Allele‐specific mRNA Splicing in Human

Abstract

Polymorphisms and de novo mutations in the genome sequence determine the genetic contribution to human phenotype and disease. Many functionally significant variants, rather than altering an encoded protein, affect the regulation of transcription or posttranscriptional processing, including messenger ribonucleic acid (mRNA) splicing. The effects of these mutations can be difficult to determine, yet they make a substantial contribution to human disease and other phenotypes of medical significance, such as interindividual differences in responses to pharmaceuticals. Progress towards understanding the regulation of splicing, coupled with the advent of high‐throughput technologies for interrogating the transcriptome have given rise to new opportunities to investigate allelic differences in mRNA splicing.

Key Concepts

  • Splicing is a tightly regulated process that can be disrupted by sequence variants (polymorphisms or rare mutations).

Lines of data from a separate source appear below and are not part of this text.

PR #676, opened 2020-11-12
Update PolarisBadge

tomnez:
v3.10 - v5.5 diff [here](https://github.com/Shopify/polaris-react/compare/v3.10.0...v5.5.0#diff-8d9d91aab0164a19825f5b7b18084a0ce9d38b32462d3486ca827ebe35038a40)

- co-locates template
- misc 🧹


addon/components/polaris-badge.js
```diff
@@ -1,11 +1,8 @@
-import Component from '@ember/component';
+import Component from '@glimmer/component';
 import { computed } from '@ember/object';
```
vladucu, line 2: this `computed` leftover is currently breaking tests

addon/components/polaris-badge.js
```diff
@@ -65,66 +60,61 @@ export default class PolarisBadge extends Component {
...
   /**
    * Medium or small size. Use `small` only in the main navigation of an app frame..
    *
    * @type {String}
-   * @default 'medium'
+   * @default null
    * @public
    */
-  size = DEFAULT_SIZE;
+  size;
```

  • Mutations and polymorphisms that affect mRNA splicing are thought to make a major contribution to human genetic diseases.

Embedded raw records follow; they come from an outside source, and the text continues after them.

PR #677, opened 2020-11-12
Update private UnstyledLink component

vladucu:
- co-locates templates
- 💣 removes deprecation & backwards compatibility (`dataTestId`, `dataPolarisUnstyled`, `id`)
- 💣 removes a bunch of arguments (`ariaLabel`, `ariaDescribedBy`, `onFocus`, `onBlur`, `onMouseUp`) which should be just passed as HTML attributes when used in angle-bracket syntax


tests/integration/helpers/no-op-test.js
```diff
@@ -0,0 +1,15 @@
...
+import { hbs } from 'ember-cli-htmlbars';
+
+module('Integration | Helper | no-op', function (hooks) {
+  setupRenderingTest(hooks);
+
+  test('It successfully renders and does nothing when clicked', async function (assert) {
+    assert.expect(0);
+
+    await render(hbs`<PolarisButton @onClick={{fn (no-op)}}></PolarisButton> `);
+    await click('button');
```
andrewpye, line 13: Perhaps I'm missing something - how does this this test that the helper no-ops? 🤔

addon/helpers/no-op.js
```diff
@@ -0,0 +1,7 @@
+import { helper } from '@ember/component/helper';
+
+export function noOp() {
+  return () => {};
+}
+
+export default helper(noOp);
```
andrewpye, line 7: Is this helper a leftover or from another branch? It doesn't seem to be used in this PR 👀

vladucu: it's from the first iteration of changes, but eventually removed more arguments (ex: `onFocus`, `onBlur`, etc), so was no longer needed.
Kept it as it might be useful for other updates, but don't mind removing it either

tests/integration/helpers/no-op-test.js
vladucu: welp, we're just testing that there's no assertion, not sure what more can be done to test this

addon/helpers/no-op.js
andrewpye: I'd say let's add it when we need it, otherwise it's outside the scope of this PR.

vladucu: thanks!
generally, agree with that feedback, in this case I think it's just more work to remove now and add back later, since it's so small and unimportant piece, but will happily update if you think that's better

regardless, do you think this ^ should be a blocker here?

andrewpye: OK, if we're definitely going to use it elsewhere and you prefer to keep it 🤷‍♂️

tests/integration/helpers/no-op-test.js
andrewpye: >not sure what more can be done to test this

Me neither 😝 But for there to be an assertion, that'd mean that `no-op` itself would have to contain an `assert`, which wouldn't make any sense anyway. Perhaps we can just make sure it doesn't throw any exception when clicked instead?

andrewpye (approved):

tests/integration/helpers/no-op-test.js
vladucu: > Perhaps we can just make sure it doesn't throw any exception when clicked instead?

yeah, exactly. I think that's already implied, since tests pass. If there would be an exception, tests would fail.

andrewpye: >I think that's already implied, since tests pass. If there would be an exception, tests would fail.

Not quite though right? Wouldn't the tests _error_ instead of fail? Isn't it better to be explicit about what we're testing, instead of saying "there aren't any assertions in this test"?

vladucu: > Wouldn't the tests error instead of fail?

Not sure what you mean by this, but yes, an unexpected error would fail the tests. Example below with a reference error thrown in the helper
Screen Shot 2020-11-17 at 10 34 11 AM

> Isn't it better to be explicit about what we're testing, instead of saying "there aren't any assertions in this test"?

Sorry, I 💯 agree. I just can't think of anything better. Please do suggest something if you happen to know.

andrewpye: Hmm, that error message isn't helpful as it stands. Can we wrap the `click()` in a try-catch and assert if the click call blows up?

```js
try {
  await click('button');
} catch (err) {
  assert.notOk(true, 'Expected no-op not to throw when invoked');
}
```

Not a big deal if this doesn't work/make sense, just thought it'd be good to keep the tests as close to what we actually want to test as possible 🤷‍♂️

vladucu: > Hmm, that error message isn't helpful as it stands

Many errors are not helpful in JS, from my experience at least.

> Not a big deal if this doesn't work/make sense, just thought it'd be good to keep the tests as close to what we actually want to test as possible

I totally understand, no worries. I just fail to see how that's any better or closer to what we test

  • Alternatively spliced mRNA isoforms are detectable for the majority of human multiexon genes.

  • The contribution of sequence variants to the diversity of splice isoforms observed for a gene is often overlooked.

  • Sequence variants that affect splicing can disrupt splicing of constitutively spliced exons or affect the regulation of alternative splicing.

  • Variants with a quantitative effect on splicing are referred to as splicing quantitative trait loci (sQTLs).

  • Most examples of allele‐specific splicing involve differences in the relative abundance of isoforms, rather than the creation or loss of an isoform.

  • Because the balance of alternative splice isoforms is often evolutionarily conserved when the isoforms themselves are conserved, sQTLs of conserved isoforms may frequently have functional implications.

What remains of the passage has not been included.